The answer must consist of every line in the records that contains the word "isCameraPermissionGranted".

Stored items:
○ ○ ○ ○ ○
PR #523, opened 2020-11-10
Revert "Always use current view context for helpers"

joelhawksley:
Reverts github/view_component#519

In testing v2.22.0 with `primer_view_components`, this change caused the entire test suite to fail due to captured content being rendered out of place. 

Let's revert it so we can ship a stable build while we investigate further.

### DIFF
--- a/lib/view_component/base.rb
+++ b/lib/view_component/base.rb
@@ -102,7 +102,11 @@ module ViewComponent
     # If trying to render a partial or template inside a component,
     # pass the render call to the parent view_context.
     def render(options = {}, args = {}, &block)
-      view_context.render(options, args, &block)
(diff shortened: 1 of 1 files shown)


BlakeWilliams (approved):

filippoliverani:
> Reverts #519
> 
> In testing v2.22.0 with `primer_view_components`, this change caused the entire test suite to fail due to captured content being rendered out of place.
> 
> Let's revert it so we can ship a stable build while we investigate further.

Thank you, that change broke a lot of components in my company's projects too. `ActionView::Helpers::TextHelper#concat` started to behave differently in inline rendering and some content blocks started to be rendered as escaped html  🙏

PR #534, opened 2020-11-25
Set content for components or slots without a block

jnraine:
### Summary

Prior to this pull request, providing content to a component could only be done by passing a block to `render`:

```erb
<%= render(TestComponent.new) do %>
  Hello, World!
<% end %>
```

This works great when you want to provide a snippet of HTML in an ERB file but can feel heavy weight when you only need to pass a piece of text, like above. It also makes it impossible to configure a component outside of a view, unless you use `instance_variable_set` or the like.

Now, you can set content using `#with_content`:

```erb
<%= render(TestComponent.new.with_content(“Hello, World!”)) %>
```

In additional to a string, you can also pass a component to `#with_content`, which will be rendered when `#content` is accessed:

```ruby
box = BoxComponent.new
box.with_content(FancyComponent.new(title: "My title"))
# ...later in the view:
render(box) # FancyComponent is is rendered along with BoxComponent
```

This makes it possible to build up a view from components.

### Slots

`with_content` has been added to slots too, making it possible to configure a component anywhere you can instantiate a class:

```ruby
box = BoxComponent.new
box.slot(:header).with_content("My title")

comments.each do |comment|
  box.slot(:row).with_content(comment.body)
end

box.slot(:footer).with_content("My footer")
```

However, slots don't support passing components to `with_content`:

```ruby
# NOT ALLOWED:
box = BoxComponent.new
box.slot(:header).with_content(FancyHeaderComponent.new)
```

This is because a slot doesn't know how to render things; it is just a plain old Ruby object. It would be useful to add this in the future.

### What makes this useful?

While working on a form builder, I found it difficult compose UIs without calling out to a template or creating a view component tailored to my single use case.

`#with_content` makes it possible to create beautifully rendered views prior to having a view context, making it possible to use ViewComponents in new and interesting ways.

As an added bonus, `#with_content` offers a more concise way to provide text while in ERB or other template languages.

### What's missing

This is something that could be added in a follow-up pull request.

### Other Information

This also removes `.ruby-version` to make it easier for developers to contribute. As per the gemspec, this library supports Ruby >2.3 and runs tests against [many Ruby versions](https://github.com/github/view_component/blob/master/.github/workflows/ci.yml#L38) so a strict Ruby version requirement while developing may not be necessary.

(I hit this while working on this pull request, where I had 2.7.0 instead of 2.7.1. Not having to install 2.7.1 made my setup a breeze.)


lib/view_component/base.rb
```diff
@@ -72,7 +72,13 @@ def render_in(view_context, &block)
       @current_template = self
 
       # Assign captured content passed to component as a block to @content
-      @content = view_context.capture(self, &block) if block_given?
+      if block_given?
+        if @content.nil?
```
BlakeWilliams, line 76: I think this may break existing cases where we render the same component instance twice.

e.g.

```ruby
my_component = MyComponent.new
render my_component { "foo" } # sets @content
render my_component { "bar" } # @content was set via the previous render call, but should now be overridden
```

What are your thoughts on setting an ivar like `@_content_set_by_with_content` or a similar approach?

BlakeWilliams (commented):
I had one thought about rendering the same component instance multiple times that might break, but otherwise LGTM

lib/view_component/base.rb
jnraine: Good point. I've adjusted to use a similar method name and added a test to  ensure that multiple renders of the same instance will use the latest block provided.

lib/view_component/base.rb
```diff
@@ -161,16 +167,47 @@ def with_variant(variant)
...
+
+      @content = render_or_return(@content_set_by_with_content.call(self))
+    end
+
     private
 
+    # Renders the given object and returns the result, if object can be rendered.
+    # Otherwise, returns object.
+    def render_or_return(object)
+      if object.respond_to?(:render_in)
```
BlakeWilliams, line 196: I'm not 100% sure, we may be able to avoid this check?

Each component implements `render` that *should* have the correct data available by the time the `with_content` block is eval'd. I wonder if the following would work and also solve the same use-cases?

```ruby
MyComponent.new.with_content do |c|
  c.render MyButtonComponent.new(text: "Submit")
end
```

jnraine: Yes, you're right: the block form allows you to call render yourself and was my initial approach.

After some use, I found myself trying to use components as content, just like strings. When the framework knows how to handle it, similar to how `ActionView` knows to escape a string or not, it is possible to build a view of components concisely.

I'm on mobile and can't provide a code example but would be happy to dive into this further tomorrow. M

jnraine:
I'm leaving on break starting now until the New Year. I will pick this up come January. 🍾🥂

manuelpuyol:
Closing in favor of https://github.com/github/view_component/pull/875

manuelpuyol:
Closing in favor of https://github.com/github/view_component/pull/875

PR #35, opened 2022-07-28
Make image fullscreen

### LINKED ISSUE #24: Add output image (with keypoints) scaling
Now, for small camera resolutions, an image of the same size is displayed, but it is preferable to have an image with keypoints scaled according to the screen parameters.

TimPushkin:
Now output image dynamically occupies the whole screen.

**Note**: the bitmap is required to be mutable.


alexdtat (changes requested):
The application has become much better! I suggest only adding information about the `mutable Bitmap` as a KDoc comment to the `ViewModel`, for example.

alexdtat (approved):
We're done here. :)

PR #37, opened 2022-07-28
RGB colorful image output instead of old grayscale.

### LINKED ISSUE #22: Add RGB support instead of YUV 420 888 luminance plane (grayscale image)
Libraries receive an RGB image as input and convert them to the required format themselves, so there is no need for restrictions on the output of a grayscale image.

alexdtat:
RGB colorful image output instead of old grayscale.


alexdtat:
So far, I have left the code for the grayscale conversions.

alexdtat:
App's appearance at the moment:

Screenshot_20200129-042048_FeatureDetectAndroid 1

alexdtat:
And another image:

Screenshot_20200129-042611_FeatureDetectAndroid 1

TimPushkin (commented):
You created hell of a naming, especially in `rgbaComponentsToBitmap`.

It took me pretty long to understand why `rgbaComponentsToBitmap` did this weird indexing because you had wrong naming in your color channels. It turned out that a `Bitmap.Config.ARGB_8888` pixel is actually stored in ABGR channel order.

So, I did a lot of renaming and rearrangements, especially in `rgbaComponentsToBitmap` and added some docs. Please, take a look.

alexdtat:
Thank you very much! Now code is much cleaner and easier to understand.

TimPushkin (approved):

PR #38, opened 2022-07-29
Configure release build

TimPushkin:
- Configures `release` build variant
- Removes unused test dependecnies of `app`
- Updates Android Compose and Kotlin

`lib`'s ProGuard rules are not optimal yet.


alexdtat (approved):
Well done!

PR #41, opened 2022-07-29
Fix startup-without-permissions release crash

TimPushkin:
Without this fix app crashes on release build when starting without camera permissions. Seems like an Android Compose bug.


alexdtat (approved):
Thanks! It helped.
○ ○ ○ ○ ○
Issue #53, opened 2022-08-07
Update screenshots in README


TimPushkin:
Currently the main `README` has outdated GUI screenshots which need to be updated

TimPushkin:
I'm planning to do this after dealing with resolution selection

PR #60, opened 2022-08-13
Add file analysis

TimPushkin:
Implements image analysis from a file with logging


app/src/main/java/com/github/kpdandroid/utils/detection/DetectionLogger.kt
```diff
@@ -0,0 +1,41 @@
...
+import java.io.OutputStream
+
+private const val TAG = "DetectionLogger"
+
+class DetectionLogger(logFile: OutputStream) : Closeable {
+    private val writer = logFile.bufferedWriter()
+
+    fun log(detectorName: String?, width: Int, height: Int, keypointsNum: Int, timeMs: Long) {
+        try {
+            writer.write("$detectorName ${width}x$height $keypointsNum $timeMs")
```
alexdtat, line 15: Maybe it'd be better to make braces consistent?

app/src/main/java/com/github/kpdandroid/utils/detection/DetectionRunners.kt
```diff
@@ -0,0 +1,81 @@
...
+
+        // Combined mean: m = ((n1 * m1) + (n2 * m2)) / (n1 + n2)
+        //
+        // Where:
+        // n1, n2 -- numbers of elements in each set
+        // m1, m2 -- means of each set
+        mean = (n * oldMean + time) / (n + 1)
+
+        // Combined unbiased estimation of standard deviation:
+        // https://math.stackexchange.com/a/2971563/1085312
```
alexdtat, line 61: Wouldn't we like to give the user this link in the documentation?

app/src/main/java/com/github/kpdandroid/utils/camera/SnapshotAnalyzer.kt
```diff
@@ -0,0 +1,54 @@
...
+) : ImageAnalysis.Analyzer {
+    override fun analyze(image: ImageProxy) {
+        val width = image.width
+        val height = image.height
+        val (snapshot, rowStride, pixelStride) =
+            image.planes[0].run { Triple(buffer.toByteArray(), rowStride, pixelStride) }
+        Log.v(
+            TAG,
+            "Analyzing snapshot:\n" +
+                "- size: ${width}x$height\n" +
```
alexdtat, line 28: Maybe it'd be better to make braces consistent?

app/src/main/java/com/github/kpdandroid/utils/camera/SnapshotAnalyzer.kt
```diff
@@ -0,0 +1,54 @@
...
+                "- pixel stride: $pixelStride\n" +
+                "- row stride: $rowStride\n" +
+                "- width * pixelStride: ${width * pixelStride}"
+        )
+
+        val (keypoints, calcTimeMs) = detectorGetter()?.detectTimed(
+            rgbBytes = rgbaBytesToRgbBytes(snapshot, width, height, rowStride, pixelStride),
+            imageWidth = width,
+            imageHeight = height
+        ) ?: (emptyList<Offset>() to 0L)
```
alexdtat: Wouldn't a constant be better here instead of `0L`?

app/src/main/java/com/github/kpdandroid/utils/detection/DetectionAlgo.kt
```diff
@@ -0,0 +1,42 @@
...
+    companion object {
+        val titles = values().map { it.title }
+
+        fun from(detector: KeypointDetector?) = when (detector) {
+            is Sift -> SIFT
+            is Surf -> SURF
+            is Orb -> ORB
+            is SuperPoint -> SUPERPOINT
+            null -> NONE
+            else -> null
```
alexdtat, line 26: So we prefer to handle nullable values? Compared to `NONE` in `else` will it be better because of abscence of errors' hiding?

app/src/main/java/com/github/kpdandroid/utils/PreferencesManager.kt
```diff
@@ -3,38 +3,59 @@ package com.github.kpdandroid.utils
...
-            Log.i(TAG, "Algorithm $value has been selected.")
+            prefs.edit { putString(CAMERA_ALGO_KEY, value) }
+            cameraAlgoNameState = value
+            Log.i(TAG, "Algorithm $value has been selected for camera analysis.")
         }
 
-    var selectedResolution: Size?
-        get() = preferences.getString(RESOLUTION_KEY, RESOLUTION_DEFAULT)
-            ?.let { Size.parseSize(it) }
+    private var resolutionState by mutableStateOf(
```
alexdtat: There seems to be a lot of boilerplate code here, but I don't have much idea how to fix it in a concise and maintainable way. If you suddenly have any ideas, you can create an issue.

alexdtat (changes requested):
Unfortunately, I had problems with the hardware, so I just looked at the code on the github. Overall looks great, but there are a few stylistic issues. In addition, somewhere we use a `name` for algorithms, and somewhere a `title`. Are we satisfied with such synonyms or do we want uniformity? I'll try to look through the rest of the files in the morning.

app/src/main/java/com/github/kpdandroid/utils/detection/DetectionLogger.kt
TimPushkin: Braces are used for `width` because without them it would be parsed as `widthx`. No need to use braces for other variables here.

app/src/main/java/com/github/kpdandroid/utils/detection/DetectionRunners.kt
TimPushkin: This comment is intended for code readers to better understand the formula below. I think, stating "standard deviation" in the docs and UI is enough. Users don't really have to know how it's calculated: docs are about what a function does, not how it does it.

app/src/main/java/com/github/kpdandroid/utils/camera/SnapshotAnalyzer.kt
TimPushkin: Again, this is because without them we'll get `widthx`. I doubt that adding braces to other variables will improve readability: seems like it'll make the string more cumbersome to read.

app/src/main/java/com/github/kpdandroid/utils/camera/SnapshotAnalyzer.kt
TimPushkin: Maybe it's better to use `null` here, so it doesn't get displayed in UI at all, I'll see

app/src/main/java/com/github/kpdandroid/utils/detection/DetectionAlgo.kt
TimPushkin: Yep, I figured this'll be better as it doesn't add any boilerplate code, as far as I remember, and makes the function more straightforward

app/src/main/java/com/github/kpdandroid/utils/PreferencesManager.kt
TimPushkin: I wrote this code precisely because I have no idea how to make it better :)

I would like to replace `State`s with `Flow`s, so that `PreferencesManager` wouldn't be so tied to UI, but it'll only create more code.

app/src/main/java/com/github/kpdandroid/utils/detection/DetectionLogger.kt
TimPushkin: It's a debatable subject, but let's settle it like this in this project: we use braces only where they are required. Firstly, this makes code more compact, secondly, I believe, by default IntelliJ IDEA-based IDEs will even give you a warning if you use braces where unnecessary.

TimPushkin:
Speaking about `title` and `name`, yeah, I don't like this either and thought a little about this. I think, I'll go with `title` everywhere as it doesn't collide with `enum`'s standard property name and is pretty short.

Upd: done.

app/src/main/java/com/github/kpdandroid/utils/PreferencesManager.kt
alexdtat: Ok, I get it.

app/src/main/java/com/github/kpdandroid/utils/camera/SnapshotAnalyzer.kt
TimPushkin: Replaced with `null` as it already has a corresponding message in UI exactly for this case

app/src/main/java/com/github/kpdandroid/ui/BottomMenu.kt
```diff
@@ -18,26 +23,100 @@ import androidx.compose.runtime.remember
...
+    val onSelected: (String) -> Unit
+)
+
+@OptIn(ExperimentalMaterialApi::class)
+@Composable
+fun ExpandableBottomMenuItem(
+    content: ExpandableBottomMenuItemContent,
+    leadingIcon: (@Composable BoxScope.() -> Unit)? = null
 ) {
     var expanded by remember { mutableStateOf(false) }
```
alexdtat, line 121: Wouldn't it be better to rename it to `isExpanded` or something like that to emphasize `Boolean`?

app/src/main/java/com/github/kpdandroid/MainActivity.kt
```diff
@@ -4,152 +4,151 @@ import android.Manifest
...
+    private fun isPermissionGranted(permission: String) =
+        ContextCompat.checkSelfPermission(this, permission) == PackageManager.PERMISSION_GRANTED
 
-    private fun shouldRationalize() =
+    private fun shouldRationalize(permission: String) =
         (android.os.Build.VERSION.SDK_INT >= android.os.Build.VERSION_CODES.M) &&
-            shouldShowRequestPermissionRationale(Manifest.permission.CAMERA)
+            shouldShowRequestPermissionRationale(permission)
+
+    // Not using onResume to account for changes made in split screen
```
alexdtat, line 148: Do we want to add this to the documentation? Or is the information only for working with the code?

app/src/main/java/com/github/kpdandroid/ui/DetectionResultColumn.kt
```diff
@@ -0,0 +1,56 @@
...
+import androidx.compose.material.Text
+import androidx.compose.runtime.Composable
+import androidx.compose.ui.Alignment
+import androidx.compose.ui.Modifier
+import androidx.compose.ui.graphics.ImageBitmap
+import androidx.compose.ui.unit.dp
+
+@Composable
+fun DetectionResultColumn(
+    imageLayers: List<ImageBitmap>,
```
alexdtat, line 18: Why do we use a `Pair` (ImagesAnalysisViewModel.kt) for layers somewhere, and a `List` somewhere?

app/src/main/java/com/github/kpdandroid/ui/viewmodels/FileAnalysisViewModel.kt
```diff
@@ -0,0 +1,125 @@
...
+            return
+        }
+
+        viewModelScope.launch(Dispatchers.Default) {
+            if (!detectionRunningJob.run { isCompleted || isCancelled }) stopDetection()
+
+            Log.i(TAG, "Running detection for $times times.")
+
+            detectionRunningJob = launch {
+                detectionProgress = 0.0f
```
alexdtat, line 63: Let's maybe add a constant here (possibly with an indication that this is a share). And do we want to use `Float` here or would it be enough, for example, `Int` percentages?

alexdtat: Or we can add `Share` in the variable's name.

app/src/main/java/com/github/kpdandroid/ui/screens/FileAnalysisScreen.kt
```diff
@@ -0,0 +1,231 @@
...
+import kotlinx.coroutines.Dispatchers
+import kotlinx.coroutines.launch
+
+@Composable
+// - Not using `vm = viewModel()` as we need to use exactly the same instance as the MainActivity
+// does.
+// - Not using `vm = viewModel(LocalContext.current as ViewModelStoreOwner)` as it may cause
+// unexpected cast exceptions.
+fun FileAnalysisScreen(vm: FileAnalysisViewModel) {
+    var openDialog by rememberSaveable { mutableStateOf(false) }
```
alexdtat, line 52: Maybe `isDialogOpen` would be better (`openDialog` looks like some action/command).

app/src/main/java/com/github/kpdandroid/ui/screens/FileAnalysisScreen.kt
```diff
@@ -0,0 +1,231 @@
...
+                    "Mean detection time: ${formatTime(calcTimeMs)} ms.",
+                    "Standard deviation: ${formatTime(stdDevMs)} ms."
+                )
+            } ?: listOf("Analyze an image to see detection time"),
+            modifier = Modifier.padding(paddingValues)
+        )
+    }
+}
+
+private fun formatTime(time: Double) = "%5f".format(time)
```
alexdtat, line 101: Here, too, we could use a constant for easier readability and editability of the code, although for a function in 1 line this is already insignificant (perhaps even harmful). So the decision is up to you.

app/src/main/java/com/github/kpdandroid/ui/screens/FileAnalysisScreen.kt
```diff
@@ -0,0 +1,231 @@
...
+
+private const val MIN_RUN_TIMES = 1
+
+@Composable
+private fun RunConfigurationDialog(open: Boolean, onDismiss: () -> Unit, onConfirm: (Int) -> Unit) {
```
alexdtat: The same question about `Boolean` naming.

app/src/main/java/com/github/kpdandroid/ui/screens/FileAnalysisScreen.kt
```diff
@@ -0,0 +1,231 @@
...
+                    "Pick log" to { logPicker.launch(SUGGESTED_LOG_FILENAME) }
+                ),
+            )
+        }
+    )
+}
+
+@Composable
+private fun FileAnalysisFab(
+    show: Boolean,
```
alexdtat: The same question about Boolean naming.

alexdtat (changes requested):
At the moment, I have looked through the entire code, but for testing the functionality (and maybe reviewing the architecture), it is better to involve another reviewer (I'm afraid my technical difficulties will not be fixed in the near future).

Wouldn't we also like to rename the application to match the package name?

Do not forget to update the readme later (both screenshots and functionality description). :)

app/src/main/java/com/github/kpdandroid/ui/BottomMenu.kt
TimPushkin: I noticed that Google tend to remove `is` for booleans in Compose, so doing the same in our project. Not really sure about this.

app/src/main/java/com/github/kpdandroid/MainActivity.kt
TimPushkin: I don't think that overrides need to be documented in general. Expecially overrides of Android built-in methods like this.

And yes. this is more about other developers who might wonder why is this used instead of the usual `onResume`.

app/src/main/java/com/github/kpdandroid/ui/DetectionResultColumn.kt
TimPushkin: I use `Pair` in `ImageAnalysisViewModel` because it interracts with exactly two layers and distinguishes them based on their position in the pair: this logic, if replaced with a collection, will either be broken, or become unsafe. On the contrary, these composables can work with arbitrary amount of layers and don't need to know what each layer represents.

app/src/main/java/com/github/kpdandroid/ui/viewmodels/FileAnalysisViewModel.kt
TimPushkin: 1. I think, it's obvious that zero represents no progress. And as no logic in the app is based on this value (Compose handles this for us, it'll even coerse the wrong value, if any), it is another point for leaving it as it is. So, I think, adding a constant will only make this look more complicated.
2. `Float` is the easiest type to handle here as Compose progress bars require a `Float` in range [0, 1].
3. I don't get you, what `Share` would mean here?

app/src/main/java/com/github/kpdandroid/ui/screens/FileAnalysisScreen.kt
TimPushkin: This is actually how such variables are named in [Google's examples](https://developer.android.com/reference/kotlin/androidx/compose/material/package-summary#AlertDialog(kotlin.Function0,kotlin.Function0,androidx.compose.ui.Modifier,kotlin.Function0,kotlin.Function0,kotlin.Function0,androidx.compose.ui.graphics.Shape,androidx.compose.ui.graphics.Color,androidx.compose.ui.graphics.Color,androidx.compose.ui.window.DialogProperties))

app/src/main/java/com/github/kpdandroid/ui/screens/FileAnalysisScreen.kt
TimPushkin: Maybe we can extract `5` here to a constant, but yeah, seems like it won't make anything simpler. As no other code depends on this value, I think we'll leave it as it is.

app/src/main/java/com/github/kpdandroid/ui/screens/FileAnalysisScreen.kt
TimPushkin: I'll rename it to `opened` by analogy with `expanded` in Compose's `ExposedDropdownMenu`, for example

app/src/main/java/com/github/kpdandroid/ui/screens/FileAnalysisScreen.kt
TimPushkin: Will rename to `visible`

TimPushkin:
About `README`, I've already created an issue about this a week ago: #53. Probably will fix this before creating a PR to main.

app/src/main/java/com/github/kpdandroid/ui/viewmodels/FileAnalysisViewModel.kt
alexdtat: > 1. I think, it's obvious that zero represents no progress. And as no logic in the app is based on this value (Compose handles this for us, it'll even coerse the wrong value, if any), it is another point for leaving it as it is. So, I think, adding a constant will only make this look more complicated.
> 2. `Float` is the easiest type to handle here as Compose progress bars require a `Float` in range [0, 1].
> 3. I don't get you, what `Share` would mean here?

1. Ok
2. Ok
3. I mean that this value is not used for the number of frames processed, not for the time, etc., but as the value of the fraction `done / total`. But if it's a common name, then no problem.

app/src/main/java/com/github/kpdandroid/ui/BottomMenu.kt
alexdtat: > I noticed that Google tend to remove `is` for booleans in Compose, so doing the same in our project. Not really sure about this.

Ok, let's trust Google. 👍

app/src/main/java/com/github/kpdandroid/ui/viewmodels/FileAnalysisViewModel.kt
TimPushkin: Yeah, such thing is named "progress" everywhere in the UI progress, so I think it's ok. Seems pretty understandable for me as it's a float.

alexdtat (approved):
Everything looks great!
○ ○ ○ ○ ○
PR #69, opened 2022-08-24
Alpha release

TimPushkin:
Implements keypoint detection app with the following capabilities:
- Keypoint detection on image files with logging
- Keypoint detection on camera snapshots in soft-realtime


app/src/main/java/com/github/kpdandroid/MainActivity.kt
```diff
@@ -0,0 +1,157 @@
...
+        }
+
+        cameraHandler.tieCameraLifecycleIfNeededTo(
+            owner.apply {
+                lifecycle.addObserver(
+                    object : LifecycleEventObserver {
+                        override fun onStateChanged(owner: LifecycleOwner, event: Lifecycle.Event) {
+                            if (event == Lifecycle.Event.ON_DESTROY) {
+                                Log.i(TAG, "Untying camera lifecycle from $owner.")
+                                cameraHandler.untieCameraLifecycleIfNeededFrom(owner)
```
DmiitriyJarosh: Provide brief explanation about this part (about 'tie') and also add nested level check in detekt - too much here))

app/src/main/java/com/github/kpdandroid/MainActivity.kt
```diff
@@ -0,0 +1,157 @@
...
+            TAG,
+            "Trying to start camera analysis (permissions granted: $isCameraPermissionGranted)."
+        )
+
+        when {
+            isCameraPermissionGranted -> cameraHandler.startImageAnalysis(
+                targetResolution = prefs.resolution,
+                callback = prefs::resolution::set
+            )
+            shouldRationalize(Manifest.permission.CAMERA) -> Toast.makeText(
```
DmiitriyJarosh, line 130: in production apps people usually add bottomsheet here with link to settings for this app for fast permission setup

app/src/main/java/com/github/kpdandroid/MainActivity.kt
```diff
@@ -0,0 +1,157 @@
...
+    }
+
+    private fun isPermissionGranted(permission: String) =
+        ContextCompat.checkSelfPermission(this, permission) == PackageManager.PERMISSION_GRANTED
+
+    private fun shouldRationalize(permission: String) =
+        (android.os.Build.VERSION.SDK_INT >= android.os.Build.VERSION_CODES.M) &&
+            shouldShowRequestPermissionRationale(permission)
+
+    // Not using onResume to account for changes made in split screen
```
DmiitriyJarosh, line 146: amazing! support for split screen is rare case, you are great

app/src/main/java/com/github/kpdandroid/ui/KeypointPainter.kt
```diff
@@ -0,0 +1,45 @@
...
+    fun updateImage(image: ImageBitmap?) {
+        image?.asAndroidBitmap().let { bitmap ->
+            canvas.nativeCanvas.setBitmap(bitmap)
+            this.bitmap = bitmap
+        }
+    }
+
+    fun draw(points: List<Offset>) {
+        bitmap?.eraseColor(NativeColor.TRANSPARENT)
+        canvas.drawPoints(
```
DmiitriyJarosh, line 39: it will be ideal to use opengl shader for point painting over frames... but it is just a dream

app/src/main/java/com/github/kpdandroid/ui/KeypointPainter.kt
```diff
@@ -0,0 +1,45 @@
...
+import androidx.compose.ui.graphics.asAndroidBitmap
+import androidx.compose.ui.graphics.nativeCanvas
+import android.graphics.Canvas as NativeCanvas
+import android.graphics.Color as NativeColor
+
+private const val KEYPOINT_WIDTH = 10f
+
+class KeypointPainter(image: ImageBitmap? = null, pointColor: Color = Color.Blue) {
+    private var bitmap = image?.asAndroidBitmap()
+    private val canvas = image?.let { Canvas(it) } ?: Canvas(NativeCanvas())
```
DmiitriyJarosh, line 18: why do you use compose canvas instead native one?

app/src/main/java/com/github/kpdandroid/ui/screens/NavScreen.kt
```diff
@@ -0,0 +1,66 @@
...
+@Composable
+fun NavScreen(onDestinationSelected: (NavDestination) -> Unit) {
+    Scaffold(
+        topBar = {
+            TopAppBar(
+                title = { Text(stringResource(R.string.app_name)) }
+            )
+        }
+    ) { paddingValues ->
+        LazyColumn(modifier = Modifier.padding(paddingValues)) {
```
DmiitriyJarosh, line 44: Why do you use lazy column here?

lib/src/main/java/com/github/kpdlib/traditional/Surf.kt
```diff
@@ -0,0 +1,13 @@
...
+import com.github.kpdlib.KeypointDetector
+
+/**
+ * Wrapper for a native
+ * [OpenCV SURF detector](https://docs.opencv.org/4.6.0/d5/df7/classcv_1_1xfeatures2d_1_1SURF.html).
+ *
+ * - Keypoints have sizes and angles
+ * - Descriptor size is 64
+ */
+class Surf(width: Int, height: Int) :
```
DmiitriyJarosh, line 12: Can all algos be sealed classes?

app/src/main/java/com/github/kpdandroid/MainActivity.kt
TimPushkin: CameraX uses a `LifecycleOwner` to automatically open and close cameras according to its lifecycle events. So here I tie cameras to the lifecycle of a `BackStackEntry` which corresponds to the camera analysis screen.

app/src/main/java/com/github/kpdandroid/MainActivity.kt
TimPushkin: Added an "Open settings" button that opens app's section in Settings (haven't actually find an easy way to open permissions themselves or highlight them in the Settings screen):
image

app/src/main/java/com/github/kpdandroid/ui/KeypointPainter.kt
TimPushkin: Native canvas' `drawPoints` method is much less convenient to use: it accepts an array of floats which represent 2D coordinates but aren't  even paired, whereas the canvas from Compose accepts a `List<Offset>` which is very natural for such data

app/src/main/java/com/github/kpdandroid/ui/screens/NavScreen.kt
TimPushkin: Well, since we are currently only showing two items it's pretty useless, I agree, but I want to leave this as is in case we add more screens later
○ ○ ○ ○ ○
Answer to this exercise:
+            "Trying to start camera analysis (permissions granted: $isCameraPermissionGranted)."
+            isCameraPermissionGranted -> cameraHandler.startImageAnalysis(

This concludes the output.